Problem to solve
Across the data below, how many lines have the word "ResourceLimitsLinter" in them? Respond with the number alone.
▬▬▬▬▬▬
Issue #399, opened 2018-10-31
ResourceLimitsLinter should be optional


tehho:
Hi.

Could you implement a disabler for ResourceLimitsLinter?
Im not really interested in resource management for my pods and would like the green squiggles to go away.

Many thanks :)

brendandburns:
Fixed by #411

PR #411, opened 2018-12-05
Add configuration for enable/disable linters.

### LINKED ISSUE #408: Config Lint Rules?
It seems like there is a limited linter built into this plugin and it looks like it reports when a resource limit hasn't been set in a container spec. Is there a way to turn off all linting, or better yet, a specific rule? I end up with big blocks of distracting green squiggles when I'm mid way defining a new deployment and haven't gotten around to thinking about what resource limits I want.

I found [this code](https://github.com/Azure/vscode-kubernetes-tools/blob/c5c14b0872107e9d9e4d46c5a38a386e5c43abdd/src/components/lint/resourcelimits.ts), but I'm not seeing anything that indicates some kind of preferences check (though I'm not really familiar with the implementation of the project, so I likely wouldn't see it if it's there). Thanks.

brendandburns:
Fixes #408 #399


src/extension.ts
```diff
@@ -1941,12 +1941,30 @@ function isLintable(document: vscode.TextDocument): boolean {
...
     if (!isLintable(document)) {
         return;
     }
-    const linterPromises = linters.map((l) => l.lint(document));
+    const enabledLinters = config.getEnabledLinters();
+    if (enabledLinters.length === 0) {
+        return;
+    }
+    const linterPromises: Promise<vscode.Diagnostic[]>[] = [];
+    linters.map((l) => {
```
itowlson: Don't use `map` for side-effectful iteration.  `map` is for transforming one array to another.  I think you can write this as something like:

```
const linterPromises =
    linters.filter((l) => linterEnabled(enabledLinters, l.name()))
           .map((l) => l.lint(document));
```

(I would probably add an `isEnabled` helper function to make the `filter` more readable.)

src/components/config/config.ts
```diff
@@ -139,3 +139,19 @@ export function getConfiguredNamespace(): string | undefined {
 export function affectsUs(change: vscode.ConfigurationChangeEvent) {
     return change.affectsConfiguration(EXTENSION_CONFIG_KEY);
 }
+
+export function getEnabledLinters(): string[] {
+    const config = vscode.workspace.getConfiguration(EXTENSION_CONFIG_KEY);
+    return getEnabledLintersInternal(config['disable-lint'], config['use-linters']);
```
itowlson: These are new config settings - they should be described in `package.json::contibutions` and `readme`.

src/components/config/config.ts
```diff
@@ -139,3 +139,19 @@ export function getConfiguredNamespace(): string | undefined {
...
+}
+
+// only exported for testing...
+export function getEnabledLintersInternal(disableLint: string, linters: string): string[] {
+    if (disableLint === 'true') {
+        return [];
+    }
+    if (linters) {
+        return linters.trim().split(',').map((linter: string) => linter.trim());
```
itowlson: Consider making the `use-linters` config entry an array rather than a comma separated string.

src/components/config/config.ts
```diff
@@ -139,3 +139,19 @@ export function getConfiguredNamespace(): string | undefined {
...
+    }
+    return ["all"];
```
itowlson: I might be wrong but this looks like it would result in only linters named `all` being enabled - we don't seem to check for this magic string elsewhere.

src/extension.ts
```diff
@@ -1941,12 +1941,30 @@ function isLintable(document: vscode.TextDocument): boolean {
     return document.languageId === 'yaml' || document.languageId === 'json' || document.languageId === 'helm';
 }
 
+function linterEnabled(enabledLinters: string[], name: string): boolean {
+    for (const linter of enabledLinters) {
```
itowlson: Pretty sure you can use `some` or even `indexOf` here:

`return enabledLinters.some((l) => l === name);`

or

`return enabledLinters.indexOf(name) >= 0;`

src/extension.ts
```diff
@@ -1941,12 +1941,30 @@ function isLintable(document: vscode.TextDocument): boolean {
...
+    const enabledLinters = config.getEnabledLinters();
+    if (enabledLinters.length === 0) {
+        return;
+    }
+    const linterPromises: Promise<vscode.Diagnostic[]>[] = [];
+    linters.map((l) => {
+        if (linterEnabled(enabledLinters, l.name())) {
+            linterPromises.push(l.lint(document));
+        }
+    });
```
itowlson: Depending on your config defaults it looks like this requires users to opt into every linter.  This makes new linters essentially useless as nobody will ever read the docs to find out about them.  It may also vex Seans Knox and McKenna, who asked for the resource limits linter because people were shooting themselves in the foot deploying unrestricted pods to AKS and then raising starvation as a service issue.

A preferable user interface would be:

* Linters are **on by default**.
* You can deal with a lint warning by fixing it, by disabling the linter at workspace level, or by disabling the linter at global level.

I would prefer not to have the option to disable all (present and future) linting, but if others disagree then we can have that as a manual setting (_not_ exposed as a diagnostic fix in the UI).

src/components/config/config.ts
brendandburns: done.

src/components/config/config.ts
brendandburns: done.

src/components/config/config.ts
brendandburns: fixed.

src/extension.ts

src/extension.ts

src/extension.ts
brendandburns: Fixed this so the list is ones to disable, not ones to enable, and the default is all on.

I don think we want a "make it stop" option. 

With things like linting someone is always going to be annoyed, we need them to stop the bleeding as much as they can.

brendandburns:
@itowlson Comments addressed, revereed from 'enabled' to 'disabled' which feels cleaner.

Please take another look.

src/components/lint/resourcelimits.ts
```diff
@@ -7,6 +7,10 @@ import { warningOn, childSymbols } from './linter.utils';
 // .containers[each].resources.limits.{cpu,memory}
 
 export class ResourceLimitsLinter implements LinterImpl {
+    name(): string {
+        return "resource-limits";
```
bnookala: doesn't need to happen here, but we should document standard linters

brendandburns: added doc to the readme.

package.json
```diff
@@ -179,6 +179,14 @@
...
                             "type": "string",
                             "description": "Output format for Kubernetes specs. One of 'json' or 'yaml' (default)."
+                        },
+                        "disable-lint": {
+                            "type": "boolean",
+                            "description": "Disable all linting of Kubernetes files"
+                        },
+                        "disable-linters": {
+                            "type": "array",
+                            "description": "Lit of linters by name to disable"
```
itowlson: typo 
```suggestion
                            "description": "List of linters by name to disable"
```

src/extension.ts
```diff
@@ -1941,12 +1941,23 @@ function isLintable(document: vscode.TextDocument): boolean {
...
+    return disabledLinters.some((l) => l === name);
+}
+
 async function kubernetesLint(document: vscode.TextDocument): Promise<void> {
     // Is it a Kubernetes document?
     if (!isLintable(document)) {
         return;
     }
-    const linterPromises = linters.map((l) => l.lint(document));
+    if (config.getDisableLint()) {
```
itowlson: Move this to the top of the function: if linting is globally turned off, there's no point examining the document to see if we are interested in it.

package.json

src/extension.ts

brendandburns:
Comments addressed, please take another look (after the holidays of course :)

Thanks!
▬▬▬▬▬▬
The completed task
3